Matt T Heffron · Answer 3 · 2014-02-10T16:18:00

Solution 3

Thinking about it more, I'm not sure you really need to use an FFT.
If you just want the best approximation to the period of the signal, then maybe you should use Linear Regression.
Use something like:

rawTimes = [82473035994223.000000
82473036321275.000000
82473036758714.000000
82473037152621.000000
82473037463611.000000
82473037735504.000000
82473038019083.000000
82473038281295.000000
82473038636703.000000
82473039013925.000000
82473039348376.000000
82473039596255.000000
# etc.];
X = rawTimes .- rawTimes(1);  # unlike Solution 1, these no longer need to be integer
Y = 1:(size(X)(1));
fit = polyfit(X, Y', 1);
period = 1./fit(1);

period is the best fit, in timestamp units, of the interval between "events"
With these 12 points the period is about 325441.8

Posted 10-Feb-14 16:18pm

Matt T Heffron

Updated 10-Feb-14 16:22pm

v3

Comments

Member 10512547 10-Feb-14 22:21pm

i got an error
>> Y = 1:(size(X)(1));
Error: ()-indexing must appear last in an index expression.

what does it mean?

Matt T Heffron 11-Feb-14 12:03pm

I don't know what the problem is here, I used this EXACT statement when I tried this.

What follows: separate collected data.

PR #220, opened 2023-10-09
Add a wrapper around the generics-based DPE clients

jhand2:
To allow DPE tests to be less opinionated about which DPE profile the target uses, add a wrapper around the DPE Client (changed to DPEABIClient).

This leaves the ABI client in place for callers who do not want a more permissive interface.

### DIFF
--- a/verification/abi.go
+++ b/verification/abi.go
@@ -2,6 +2,12 @@
 
 package verification
 
+import (
+	"errors"
+	"fmt"
+	"reflect"
+)
+
 const (
 	CmdMagic  uint32 = 0x44504543
 	RespMagic uint32 = 0x44504552
@@ -11,6 +17,20 @@ const (
 )
 
 type CommandCode uint32
+
+type Support struct {
+	Simulation    bool
+	ExtendTci     bool
+	AutoInit      bool
+	Tagging       bool
+	RotateContext bool
+	X509          bool
+	Csr           bool
+	IsSymmetric   bool
+	InternalInfo  bool
+	InternalDice  bool
+	IsCA          bool
+}
 
 const (
 	CommandGetProfile          CommandCode = 0x1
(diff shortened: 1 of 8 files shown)


verification/abi.go
```diff
@@ -126,3 +154,370 @@ type GetTaggedTCIResp[Digest DigestAlgorithm] struct {
...
+// DPEABI384 is a client that implements DPE_PROFILE_IROT_P384_SHA384
+type DPEABI384 = DPEABI[NISTP384Parameter, SHA384Digest]
+
+// dpeProfileImplementsTypeConstraints checks that the requested DPEABI type constraints are compatible with the DPE profile.
+func dpeProfileImplementsTypeConstraints[C Curve, D DigestAlgorithm](profile Profile) error {
+	// Test that the expected value types produced by each DPE profile can be assigned to variables of type C and D
+	var c C
+	var d D
+	switch profile {
+	case ProfileP256SHA256:
```
chrisfenner, line 182: nit/highly optional: just thinking about the error messages here. If you derive the expected profile based on C and D, you can compare that derived profile with the actual one, returning either:

* "Client requested (Curve C, Digest D), which is not a valid DPE profile"
* "Client requested DPE Profile X, but DPE implements Y"

verification/abi.go
```diff
@@ -77,6 +101,10 @@ type GetProfileResp struct {
 
 type CertifyKeyFlags uint32
 
+const (
+	CertifyAddIsCA CertifyKeyFlags = 1 << 30
```
zhalvorsen, line 105: Is the `Add` part here a typo? I'm thinking this should either be `CertifyKeyIsCA` or simply `IsCA`.

verification/abi.go
```diff
@@ -126,3 +154,370 @@ type GetTaggedTCIResp[Digest DigestAlgorithm] struct {
...
+		if _, ok := any(d).(SHA384Digest); !ok {
+			return fmt.Errorf("an incorrect digest type was passed to a DPE implementing DPE_PROFILE_IROT_P384_SHA384")
+		}
+		return nil
+	}
+	return fmt.Errorf("unsupported DPE profile: %v", profile)
+}
+
+// NewDPEABI initializes a new DPE client.
+func NewDPEABI[C Curve, D DigestAlgorithm](t Transport) (*DPEABI[C, D], error) {
```
chrisfenner, line 205: optional: something to think about (but not for too long, this is really an optional comment): do you expect callers to actually call `NewDPEABI` or `NewDPEABI256` or `NewDPEABI384`, or do you expect them to call `NewClient` and then perform a type assertion that they got e.g., a `DPEABI256`? (Maybe you expect some will do the first thing, some will do the second thing).

Depending on how opinionated you feel about what callers should do, you can hide some of these symbols:

- the actual parameterized DPEABI type, renaming to dpeABI (leaving the aliases `DPEABI256` and `DPEABI384` exported for callers who want to write code for *their* expected profile)
- the `NewDPEABI*` factories (requiring the caller to ask the client library which DPE ABI it's got)

In general if this library gets some (non-external, non-test) callers, it'd be easier to make private things public rather than the other way around, so I'd suggest making any of this stuff private that's not needed to write the tests.

chrisfenner (approved):
LGTM I just have minor, hopefully helpful, comments

verification/abi.go
jhand2: Technically the flag in the ABI is `ADD_IS_CA` which is short for "Additional Input: IS_CA". This is because the mainline DPE spec defines a parameter "Additional Input", which is additional data used to populate the cert. And then it is up to the profile to decide what additional input is supported.

But this is probably minutiae the caller doesn't care about, so I'll remove the add from here.

verification/abi.go
jhand2: I could see a caller which really does want a 256 client and wants to fail if that's not what the RoT implements. So I'll leave the NewDPEABI* factories. But I changed the type-parameterized DPEABI to be private.

verification/abi.go
zhalvorsen: Oh, I missed that in the ABI. You can leave it as is.

verification/abi.go
jhand2: Done.

zhalvorsen (dismissed):

zhalvorsen (approved):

Matt T Heffron 11-Feb-14 12:30pm

Perhaps:
[XL, ignore] = size(X);
Y = 1:XL;

Member 10512547 10-Feb-14 22:26pm

Also,i forgot to mention that within the detection timestamps i obtained, some might be darkcounts, meaning a false detection so this method might not really work.

Matt T Heffron 11-Feb-14 12:01pm

If you know which are which, use only the ones that are positive events.

Matt T Heffron 11-Feb-14 12:28pm

If you better describe the problem and available data characteristics, we can give better advice.

Albert Holguin 10-Feb-14 22:33pm

fft's don't require integers... they typically use single or double precision floating types.

Matt T Heffron 11-Feb-14 12:02pm

Yes, but in my Solution 1, the values had to be integer because they were being used as INDICES to set the values into the vector.

Albert Holguin 11-Feb-14 13:16pm

Oh, I see... but it's still not practical to feed that many points to an fft routine

Matt T Heffron 11-Feb-14 13:19pm

Which is why this solution proposes Linear Regression!
The slope of the fit line is the frequency of occurrence, 1/slope is the period.

Albert Holguin 11-Feb-14 14:18pm

I was referring to your other solution. Settle down.